We use the following datasets in our experiments.
💡Fact
We let LLM solve true-of-false problems, based on an objective factual basis.
🌆 Cities: Consists of statements about the location of cities and their veracity labels (e.g., The city of Zagreb is in Japan, which is wrong).
🔎 Common-Claim: A dataset of boolean statements, each labeled by two humans as common-knowledge-true, common-knowledge-false, or neither.
💥 Counterfact: Includes myriad counterfactuals that allows quantitative testing of specificity and generalization when learning a counterfactual.
❤️Emotion
Given a social media or movie review, have the LLM solve a dichotomous sentiment problem.
💢 HateEval: Has tweets which were annotated hierarchically.
🎬 STSA: Includes movie reviews, wih positive and negative reviews, reflecting the writer's overall intention for this review.
📽️ IMDb: A benchmark dataset for binary sentiment classification. We use 2000 of these samples.

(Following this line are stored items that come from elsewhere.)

PR #4968, opened 2018-03-26
opal_free_list: use lifo atomic functions in opal_free_list_wait_mt

hjelmn:
This commit fixes a multi-threading bug when using the thread-safe
free list functions. opal_free_list_wait_mt() was using the
conditional version of opal_lifo_pop() and not the thread-safe call.

(cherry picked from commit 7f761d843498d96ebda408be03778d68ead4b8d9)


nysal:
The patch looks good. I'm curious what bug were you hitting. The conditional code should have called the right function, although it's less efficient.

PR #4980, opened 2018-03-28
ompi/oshmem: fix bug in shmem_finalize.

xinzhao3:
Originally there is a "oshmem_shmem_globalexit_status" variable to track if current shmem_finalize is the implicit one at end of main, and shmem_finalize does real work when it is, otherwise it does nothing.
This is not correct, if shmem_finalize is the explicit one in the program, it should still guarantee the completion of pending communications, according to specification 1.3 page 10. 

This PR deleted "oshmem_shmem_globalexit_status" variable and let shmem_finalize always does real work.

Signed-off-by: xinz@mellanox.com <root@ibm-p9-005.mtx.labs.mlnx>

### DIFF
--- a/oshmem/shmem/c/shmem_finalize.c
+++ b/oshmem/shmem/c/shmem_finalize.c
@@ -22,15 +22,9 @@
 #include "oshmem/shmem/c/profile/defines.h"
 #endif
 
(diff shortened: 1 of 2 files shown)


ibm-ompi:

PR #4983, opened 2018-03-28
Always set opal_cache_line_size in the app

ggouaillardet:


rhc54:
I'm not convinced that is the best thing to do, but I don't really care. However, I am not sure the second commit here is correct, especially in the schizo/ompi component, so please don't do that until some more thought can be given to it as you might break (for example) the ability of the pmix reference server to support an OMPI job (since the two OPAL_MCA_PREFIX values won't match).

orte/mca/ess/base/ess_base_fns.c
```diff
@@ -43,6 +43,13 @@
 
 #include "orte/mca/ess/base/base.h"
 
+static void set_cache_line_size() {
+    char * env;
+    if (NULL != (env=getenv(OPAL_MCA_PREFIX"opal_cache_line_size"))) {
```
jsquyres: Should that be `OPAL_MCA_PREFIX "_opal_cache_line_size"`?

orte/mca/schizo/ompi/schizo_ompi.c
```diff
@@ -979,6 +980,10 @@ static int setup_fork(orte_job_t *jdata,
         opal_setenv("OMPI_MCA_orte_bound_at_launch", "1", true, &app->env);
     }
 
+    char cache_line_size[16];
+    snprintf(cache_line_size, 16, "%d", opal_cache_line_size);
+    opal_setenv("OMPI_MCA_opal_cache_line_size", cache_line_size, true, &app->env);
```
jsquyres: If you use `OPAL_MCA_PREFIX` to read the env variable, you should use it to set the variable, too.

rhc54:
Looked at it a bit more, and we do indeed have a problem here that bears some thought. Please don't merge this right now until we can think thru how we operate with the PMIx ref server. The ```OPAL_MCA_PREFIX``` stuff was all well-and-good when everything ran within its own project - maybe not so good when two projects need to interact.

jsquyres:
bot:ompi:retest

bwbarrett:
bot:ompi:retest

AboorvaDevarajan:

awlauria:
Since orte is gone, should we just close this?

jsquyres:
I think there are conflicts in ORTE files (because they're now gone from master), but there's a lot of non-ORTE stuff on this PR.

awlauria:
It's 2 files worth of changes that I can see: `pmix_cray.c` and `info.c`. Unless those files just got moved somewhere else?

Also it looks like `pmix_cray.c` no longer exists on master.

rhc54:
Correct - none of the files altered in this PR exist any more. Question is: does something like this need to go into the OPAL or OMPI area for when a process is direct launched?

jsquyres:
My mistake; I just looked closer, and this PR looks 100% stale / no longer valid.

PR #4987, opened 2018-03-28
fcoll/dynamic_gen2: use hindexed constructor on the sender side

raafatfeki:
instead of using a temporary buffer and copy data into the temp buffer before sending, use a derived datatype to describe the data that needs to be sent during a cycle in the collective I/O operation.

Signed-off-by: raafatfeki <fekiraafat@gmail.com>


jsquyres:
ok to test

🤭 Sarcasm: A superior news headline dataset that tells if the headlines are sarcastic.
🧠Reasoning
Examing LLM's reasoning skills for bi-classification.
🗝️ StrategyQA: Contains questions across all knowledge domains to elicit creative and diverse yes/no questions that require implicit reasoning steps.
🪙 Coinflip: Includes coin flipping queries, asking if a coin remains heads up after it is either flipped or left unflipped by individuals.